MPhamWMF created this task.Sep 16 2021, 5:19 PM

MPhamWMF triaged this task as High priority.Sep 20 2021, 2:00 PM

MPhamWMF moved this task from Incoming to Scaling on the Wikidata-Query-Service board.

QLever - https://github.com/ad-freiburg/qlever - https://scholia.toolforge.org/work/Q108730896

The paper reports benchmarks favorable for QLever. I cannot get path queries working on the public endpoint.

(QLever could be a candidate. It is not a criteria)

Hernández, Daniel & Hogan, A. & Krötzsch, M.. (2015). Reifying RDF: What works well with wikidata?. 1457. 32-47.

Abstract: In this paper, we compare various options for reifying RDF triples. We are motivated by the goal of representing Wikidata as RDF, which would allow legacy Semantic Web languages, techniques and tools - for example, SPARQL engines - to be used for Wikidata. However, Wikidata annotates statements with qualifiers and references, which require some notion of reification to model in RDF. We thus investigate four such options: (1) standard reification, (2) n-ary relations, (3) singleton properties, and (4) named graphs. Taking a recent dump of Wikidata, we generate the four RDF datasets pertaining to each model and discuss high-level aspects relating to data sizes, etc. To empirically compare the effect of the different models on query times, we collect a set of benchmark queries with four model-specific versions of each query. We present the results of running these queries against five popular SPARQL implementations: 4 store, BlazeGraph, GraphDB, Jena TDB and Virtuoso.
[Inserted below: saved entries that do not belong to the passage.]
PR #126, opened 2026-05-13
Phase 3b (#99): Continuous cloud archive worker

### LINKED ISSUE #99: Phase 3b — Continuous Cloud Worker (closes plan items p3b-...)
## Phase 3b — Continuous Cloud Worker

Tracking issue for Phase 3b of the Video Pipeline Hardening plan
(see `<session-state>/plan.md` for full plan).

### Goal

Convert the bulk cloud-archive sync from a one-shot "drain everything you can, then exit" function into a proper long-running background worker that idles when the queue is empty (using a near-zero-CPU wait) and wakes on new files / WiFi reconnect / manual trigger. This is the architecture documented in `.github/copilot-instructions.md` — the actual code never matched.

### Prerequisites

- ⏳ **Phase 3a must merge and pass on-device verification first.** The continuous-worker rewrite depends on the unified retention path (Phase 3a) and the canonical-path migration (Phase 2 item 2.7). Remove the **HOLD** label once Phase 3a is verified.
- Phase 3b is one focused PR. The file-split (Phase 3c) is independent and can run in parallel only if the diffs don't touch the same regions of `mapping_service.py` (which they shouldn't — 3b touches `cloud_archive_service.py`).

### Items in this phase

Consider graph databases that support RDF-star and SPARQL-star such as RDF4J, AnzoGraph and GraphDB since they are proposed extensions to the RDF and SPARQL standards to provide a more convenient way to annotate RDF statements and to query such annotations (wikidata qualifiers and references), bridging the gap between the RDF world and the Property Graph world.

See W3C Draft Community Group Report 01 July 2021
https://www.w3.org/community/rdf-dev/2021/07/02/new-public-draft-of-the-rdf-star-report/

https://rdf4j.org/documentation/programming/rdfstar/
https://graphdb.ontotext.com/enterprise/devhub/rdf-sparql-star.html
https://cambridgesemantics.com/anzo-platform/

Iamamz3 subscribed.Nov 3 2021, 11:42 AM

Re the prior candidate list:

Prior candidate list and survey from when Blazegraph was chosen: https://docs.google.com/spreadsheets/d/1MXikljoSUVP77w7JKf9EXN40OB-ZkMqT8Y5b2NYVKbU/edit?usp=sharing

It would be great to have annotated scale to help figure what software looks like the best candidate, and avoid gut jugdment.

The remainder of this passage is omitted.